After finishing 4th at the Giro d'Italia and the Tour de France in the past, Ben O'Connor finally cracked the Grand Tour podium at the 2024 Vuelta a Espana, finishing 2nd behind Primoz Roglic. As the Australian moves to Team Jayco AlUla in 2025, can he get himself on the top step of a Grand Tour podium?
The signing of O'Connor comes at the perfect time for Team Jayco AlUla, having just lost their previous Grand Tour leader Simon Yates to Team Visma | Lease a Bike. “We had to have a back-up plan ready to go,” Matt White director of High Performance and Racing at Team Jayco AlUla explains to Cycling News. “So we were already looking around the market to see who was available and who would be a good fit for the team. Obviously, Ben's name came up to the top of our list.”
“His consistency is something that really attracted us to him and I still don't think he has reached his potential,” White continues. “Until this year we'd seen flashes of brilliance, obviously with the fourth place in the Tour de France and some other big results here and there, but this year he managed to put a really, really consistent year together.”
The fact O'Connor also brings an Australian face to the Aussie-based outfit is also an added bonus. "We've never had an Australian leader of the team in the General Classification, so that obviously is attractive to us as well,” notes White.

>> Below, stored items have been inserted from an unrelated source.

PR #11798, opened 2020-07-06
Reduce dependency on lodash functions: values, extends

jayaddison:

As mentioned by @hzoo in https://github.com/babel/babel/pull/11790#issuecomment-654334560, we can remove the (only) use of `lodash.values` within the codebase with a slightly longer-form but logically-equivalent iteration over the target object properties followed by retrieval of each object value.

- `lodash/values` is replaced by `Object.keys` in combination with `map` and object property access-by-key
- `lodash/extend` is replaced by use of native JavaScript objecty property iteration

<a href="https://gitpod.io/#https://github.com/babel/babel/pull/11798"></a>

### DIFF
--- a/packages/babel-plugin-transform-block-scoping/src/index.js
+++ b/packages/babel-plugin-transform-block-scoping/src/index.js
@@ -338,6 +338,12 @@ const loopVisitor = {
   },
 };
 
+function extendMap(map, obj) {
+  for (const key of Object.keys(obj)) {
+    map.set(key, obj[key]);
+  }
+}
+
 class BlockScoping {
   constructor(
     loopPath?: NodePath,
@@ -700,10 +706,7 @@ class BlockScoping {
       const init = this.loop.left || this.loop.init;
       if (isBlockScoped(init)) {
         declarators.push(init);
-        const names = t.getBindingIdentifiers(init);
-        for (const name of Object.keys(names)) {
-          this.outsideLetReferences.set(name, names[name]);
-        }
+        extendMap(this.outsideLetReferences, t.getBindingIdentifiers(init));
       }
     }
 
@@ -752,9 +755,7 @@ class BlockScoping {
       // declaration, rather than (for example) mistakenly including the
       // parameters of a function declaration. Fixes #4880.
       const keys = t.getBindingIdentifiers(declar, false, true);
-      for (const key of Object.keys(keys)) {
-        this.letReferences.set(key, keys[key]);
-      }
+      extendMap(this.letReferences, keys);
       this.hasLetReferences = true;
     }
 
--- a/packages/babel-plugin-transform-block-scoping/src/index.js
+++ b/packages/babel-plugin-transform-block-scoping/src/index.js
@@ -543,7 +543,7 @@ class BlockScoping {
     this.hoistVarDeclarations();
 
     // turn outsideLetReferences into an array
-    const args = [...outsideRefs.values()].map(node => t.cloneNode(node));
+    const args = Array.from(outsideRefs.values(), node => t.cloneNode(node));
     const params = args.map(id => t.cloneNode(id));
 
     const isSwitch = this.blockPath.isSwitchStatement();
--- a/packages/babel-plugin-transform-block-scoping/src/index.js
+++ b/packages/babel-plugin-transform-block-scoping/src/index.js
@@ -193,7 +193,7 @@ const letReferenceBlockVisitor = traverse.visitors.merge([
 const letReferenceFunctionVisitor = traverse.visitors.merge([
   {
     ReferencedIdentifier(path, state) {
-      const ref = state.letReferences[path.node.name];
+      const ref = state.letReferences.get(path.node.name);
 
       // not a part of our scope
       if (!ref) return;
@@ -248,7 +248,7 @@ const continuationVisitor = {
     if (path.isAssignmentExpression() || path.isUpdateExpression()) {
       for (const name of Object.keys(path.getBindingIdentifiers())) {
         if (
-          state.outsideReferences[name] !==
+          state.outsideReferences.get(name) !==
           path.scope.getBindingIdentifier(name)
         ) {
           continue;
@@ -446,7 +446,7 @@ class BlockScoping {
     const letRefs = this.letReferences;
 
     for (const key of letRefs.keys()) {
-      const ref = letRefs[key];
+      const ref = letRefs.get(key);
       const binding = blockScope.getBinding(ref.name);
       if (!binding) continue;
       if (binding.kind === "let" || binding.kind === "const") {
@@ -477,7 +477,7 @@ class BlockScoping {
     for (const key of letRefs.keys()) {
       // just an Identifier node we collected in `getLetReferences`
       // this is the defining identifier of a declaration
-      const ref = letRefs[key];
+      const ref = letRefs.get(key);
 
       // todo: could skip this if the colliding binding is in another function
       if (scope.parentHasBinding(key) || scope.hasGlobal(key)) {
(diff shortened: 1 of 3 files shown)


jayaddison:
(NB: Using `Object.values` was considered as an alternative during https://github.com/babel/babel/pull/11790 but was discounted since that prototype method isn't reliably available until Node 7.x)

packages/babel-plugin-transform-block-scoping/src/index.js
```diff
@@ -545,7 +544,9 @@ class BlockScoping {
     this.hoistVarDeclarations();
 
     // turn outsideLetReferences into an array
-    const args = values(outsideRefs).map(id => t.cloneNode(id));
```
JLHwung, line 548: Note that `Object.keys()` will throw on nullish values but we are good here because it is initialized as `Object.create(null)`.

I think an alternative way is refactoring `outsideRefs` as a `Map()`, so we will have `.keys()` and `.values()`, and what's more the `outsideRefs`, by design, does not have fixed shape, so V8 will finally gave up due to [megamorphic shapes](https://erdem.pl/2019/08/v-8-function-optimization#inline-cache-ic).

jayaddison: Thanks @JLHwung - just to confirm, that would include refactoring the variable referenced by `this.outsideLetReferences`, as well as the local variable `outsideRefs`?

kaicataldo: Is there a reason we can’t use `Object.values().map` here?

jayaddison: @kaicataldo We should be set for `Object.values` from Babel 8 onwards; but `main`'s using Node [6.x](https://github.com/babel/babel/blob/3e55270135410c5b0f75de7b9a283565357fe595/package.json#L82) and `Object.values` [isn't available there](https://node.green/#ES2017-features-Object-static-methods-Object-values) currently.

JLHwung: @jayaddison Yep it may end up with more efforts so it's not a blocker and more like good-to-have.

jayaddison: Ok; it does look like a little more work, but not too much, and it could be a valuable cleanup (and performance improvement if I understand the V8 implications correctly).  I'll give that a try here.

jayaddison: (NB: unfortunately I can't easily run tests locally at the moment, so this may involve a few attempts.  I'll spend more time getting those to work if this ends up with repeat CI failures..)

jayaddison:
:question: Looks like I've introduced an unterminated loop here somehow; the CI unit tests appear to be timing out.

packages/babel-plugin-transform-block-scoping/src/index.js
```diff
@@ -519,20 +517,18 @@ class BlockScoping {
...
         ) {
-          delete outsideRefs[id.name];
-          delete this.letReferences[id.name];
+          outsideRefs.delete(id.name);
 
           this.scope.rename(id.name);
 
-          this.letReferences[id.name] = id;
-          outsideRefs[id.name] = id;
+          outsideRefs.set(id.name, id);
```
jayaddison, line 531: Aha.  I should have noticed that these variables (`this.letReferences`, `outsideRefs`) aren't referring to the same object (I did think it was strange, so I de-duplicated them; but now I realize they're not duplicates in the first place..)

packages/babel-plugin-transform-block-scoping/src/index.js
```diff
@@ -545,7 +543,7 @@ class BlockScoping {
     this.hoistVarDeclarations();
 
     // turn outsideLetReferences into an array
-    const args = values(outsideRefs).map(id => t.cloneNode(id));
+    const args = [...outsideRefs.values()].map(node => t.cloneNode(node));
```
AviVahl, line 546: Tip: `Array.from` supports a second parameter for this use case:

```js
Array.from(outsideRefs.values(), node => t.cloneNode(node));
```
Bit cleaner (and probably faster? iterates once?)

jayaddison: Neat, thanks :)  Change applied.

jayaddison:
I'm pretty confused about how/where I might have introduced the performance regression here - I'd appreciate any ideas and suggestions on how to track that down :)

AviVahl:
Could be that the `Map`s are costing way more than objects if they contain low number of items.
Also, in:
```js
  for (const key of Object.keys(obj)) {
    if (Object.prototype.hasOwnProperty.call(obj, key)) {
      map.set(key, obj[key]);
    }
  }
```
You could remove the `if` and just set the key, as `Object.keys` returns own enumerable keys. The `Object.prototype.hasOwnProperty` lookup itself on every iteration is also costly (if not removed, at least destructured once outside the function).

packages/babel-plugin-transform-block-scoping/src/index.js
jayaddison: @JLHwung Based on some performance regression we seem to be hitting when using `Map`, that approach is looking a little more challenging at the moment.  If we have any more ideas for how to speed things up (or if I've introduced any mistakes here that have led to the performance issues) it might still be possible.

jayaddison:
Thanks @AviVahl - the timeouts during continuous integration had been occurring before the `if` condition was introduced, so I'm not sure that it'll turn out to be the cause, but it's good to know that it's redundant code and can be removed -- I've gone ahead and reverted it.

JLHwung:
@jayaddison Sorry for the late reply. The performance regression, as I can observe, is not introduced by `Map` but an implicit infinite loops.

One of key differences between `Object.keys()` and `Map.prototype.keys()` is that the latter returns an iterator, which means if you add new element to the Map in a loop, the iterator _will_ eventually visit the new element.

In the following example, the for loop is infinite because we keep adding new key to the map. (0, -1, 0, -1 ...) though the original map has only one element ( 0 => undefined ).

```js
const map = new Map([[0]]);
for (const k of map.keys()) {
  a.delete(k);
  a.set(~k, undefined);
}
```

Now let's take a look at our codebase,

https://github.com/babel/babel/blob/bea1b563776e9dadd8b5fda968602ab391fd7ea8/packages/babel-plugin-transform-block-scoping/src/index.js#L526-L541

hangs because in every loop `scope.rename()` generates a new name, assigns to `id.name` and this name is added into `outsideRefs`. Since `scope.rename()` avoids name conflicts, the loop will never terminate.

To mitigate we can take a snapshot of all the keys in `outsideRefs`

```js
[...outsideRefs.keys()]
```

jayaddison:
Brilliant, thanks @JLHwung - oddly an infinite loop was my initial guess for the CI problems but I couldn't figure out where that might have been happening, your explanation makes complete sense.

It looks like there are now some legitimate unit test failures here; I'm finishing up for the day but will take a look at those soon (and will finally make another effort to get unit tests running correctly locally).

JLHwung:
@jayaddison I am really appreciated your efforts!

> It looks like there are now some legitimate unit test failures here

I believe they are due to https://github.com/babel/babel/blob/e498bee10f0123bb208baa228ce6417542a2c3c4/packages/babel-plugin-transform-block-scoping/src/tdz.js#L23

jayaddison:
> @jayaddison I am really appreciated for your efforts!
> 
> > It looks like there are now some legitimate unit test failures here
> 
> I believe they are due to
> 
> https://github.com/babel/babel/blob/e498bee10f0123bb208baa228ce6417542a2c3c4/packages/babel-plugin-transform-block-scoping/src/tdz.js#L23

Glad to help - and thanks, yep - that was it!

In 2025, the Tour de France is set to the main goal for the 29-year-old. Given the immense quality of the current list of Maillot Jaune contenders, improving on his 4th overall from 2024 won't be easy for O'Connor. “The focus for Ben is going to be the Tour de France but it doesn't matter what he does in the spring, the two favourites for the Tour de France are going to be Jonas Vingegaard and Tadej Pogacar. So no one's looking for Jayco-AlUla to control the Tour de France are they? So you can take a different team to finish third, fourth or fifth at the Tour de France than when you are trying to win it,” previews White. “He doesn't out climb Tadej or Jonas, most people in the world can't do that, so instead of playing a conservative game ‘follow, follow, follow’ he has a different tactic. He throws it out there, rides aggressively and looks for opportunities where a lot of other GC guys don't, which is a great talent to have and an exciting way to race.”
”We're definitely planning on hitting the ground running and I think Ben will slide straight into leadership here very well,” White concludes. ”I think we've got some good, good guys we can put around him immediately, and we'll try to sort of run a couple of those key riders around him quite regularly so by the time we do get to the Tour it will be with a bit of synergy there already.”